In our last week’s Editorial we did not intend to infer that the Ministry of Education was not doing a good job in educating the young men and women entrusted to its care. We said what we intended to say: that the Ministry has not been able to improve the PSE scores in any substantial way, especially in reading and math, and we suggested that closer consultation with teachers, especially on the use of certain reader and math textbooks, would yield a better result.

Poor student performance, especially at the PSE level, is due to a number of physical and sociological causes including poor self esteem, poor motivation, poor housing conditions, and perhaps the biggest one of all, the growing use of marijuana among children as a recreational drug.
No studies have been done in Belize about the generalized use of marijuana in homes and among students. But we were gratified to learn about the consultation earlier this week, organized by UNICEF, between social workers and teenage students. At that consultation we learned that there are some 85,000 young people in the age range of 12 to 19, from a population of 350,000.

At that consultation there was also a generalized call for greater enforcement of the law to reduce alcohol and drug abuse which can lead to premature sexual activity.
The focus of the consultation with these young people was primarily to get a handle on the exploding incidence of teenage pregnancies. But since the causes which lead to early teenage pregnancies are the same as those which lead to poor academic performance, the consultation proved valuable for educators as well.

The relationship between early teenage boys and girls and neighbourhood street gangs needs to be examined more closely because there is unmistakable evidence that street gangs are now recruiting younger boys and girls to advance their domain.
Street gangs make their money from the sale of drugs, notably marijuana. They protect and expand their turf, and they actively encourage young people “to try” the stuff and to get others to try it. They know that once they get a teen-age person to try marijuana, they will probably have a loyal customer for life.

Some secondary schools (the better ones) monitor their students through a policy of periodic blood tests. They recognize the danger which young people face. But many other schools, among them primary schools, seem to be blissfully unaware that there is a problem.

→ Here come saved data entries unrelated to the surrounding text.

Issue #43, opened 2024-08-18
Support aarch64


davidlattimore:
The main code in the linker that would be different will be the code in `relaxation.rs`. Any code that directly references x86-64 relocation types will also need to change, although outside of `relaxation.rs` there's not too much of that.

linker-diff will need some changes. A disassembler for aarch64 will need to be selected and used in `asm_diff.rs`.

This will likely be the first port of Wild. Some care will be needed to make sure that performance doesn't degrade. The simplest option would be to switch between different bits of code (e.g. different relaxation schemes) at each call site via either a dyn object, or more likely an enum. Using a dyn object would prevent inlining, so might affect performance. Using an enum wouldn't prevent inlining, so might be faster. Even with an enum, we'd still be branching. It's likely that an enum will be sufficient and that there will be no measurable slow-down. However if that's not the case, then 3rd option would be make the code generic over a parameter `P: Platform`. Switching between different implementations can then be done at some outer, less-hot point in the code.

I'd be very tempted to just jump straight to the generic-over-platform option, but don't want to preclude the other options.

One advantage of the code being generic over platform is that the relaxation code can use platform-specific types. e.g. maybe the enum `RelaxationKind` might need to be different depending on the platform. However maybe it'd be better to move the little bits of code that use a type like `RelaxationKind` into `relaxation.rs` and make `RelaxationKind` private, then the type can become an internal implementation detail of the platform and doesn't need to be exposed at all.

andrewdavidmackenzie:
This refers to supporting aarch64 targets for the code generated, not (necessarily) running on aarch64, right?

That (for running on mac apple silicon, Raspberry PI, or other ARM PCs that are emerging) would need a separate issue I assume.

davidlattimore:
> This refers to supporting aarch64 targets for the code generated, not (necessarily) running on aarch64, right?

Yep, it's about the code generated. I wouldn't expect any substantial work to be required to actually run the linker on the other targets. I'd certainly expect that it would already run fine on a Raspberry Pi (if you gave it X86_64 objects to link).

davidlattimore:
I should mention that I submitted a [change yesterday](https://github.com/davidlattimore/wild/pull/191) that added an `Arch` trait. This was done to make porting to ARM and other targets easier. I figured I'd add the trait because it's kind of an invasive change. I'm not currently working on actually porting to any other architectures, so you or anyone else should feel free to do so. Also, don't feel that the trait is set in stone. It can definitely be changed as needed.

[...]

PR #244, opened 2024-12-15
Rudimentary AArch64 architecture support

marxin:
This a very basic support for the AArch64 architecture where I could link a `trivial.C` test case (2 relocation types are needed) on the real hardware :confetti_ball: I included parsing of the `-m` option in args.rs where default architecture is selected based on target_arch. Later on, the option value is converted to the proper `Arch` implementation and I've added more template Arch arguments in elf_writer.rs.

Please review the changes before I'll carry on :)

Related to #43.

### DIFF
--- a/.vscode/settings.json
+++ b/.vscode/settings.json
@@ -1,9 +1,5 @@
 {
     "rust-analyzer.linkedProjects": [
         "Cargo.toml",
-    ],
-    "files.associations": {
-        "*.dbclient-js": "javascript",
-        "*.tcc": "c"
-    }
+    ]
 }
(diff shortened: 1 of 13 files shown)


davidlattimore:
Nice! This looks like a great start. Did you want to merge this or wait until it's more complete?

BTW, I was able to measure a small slow down for x86-64. Somewhere around 1%, which is close to the limit of what I can measure, however it does seem reasonably consistent. That doesn't need to block this though, since we can always make RelocationSize an associated type later - assuming that's the cause of the slowdown that is.

marxin:
Thanks! I've extended the implementation where all non-TLS and non-dynamic relocation types should be supported now. There are plenty of failing tests, but I think it's a good starting point. Can we please merge it?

To get back to the subject of low grades in the Primary Schools Examinations, the reality is that many, if not most, students do not get parental help at home. Because of cramped space and other social conditions, especially in single parent homes with two or more siblings, students have to be highly motivated to do any studying on their own.
To overcome the problem teachers rely heavily on textbooks. Textbooks must have colour pictures. They must be interesting. They must repeat the lessons over and over until the student gets to understand them. This calls for a lot of repetitive work; a lot of drilling.

That is why some text books are better than others.
As Belize struggles to its knees, to climb out of endemic poverty, and as parents come to appreciate the high priority importance of education, things will get better. But for now, we need to all we can to help our boys and girls to make it safely through their adolescent years.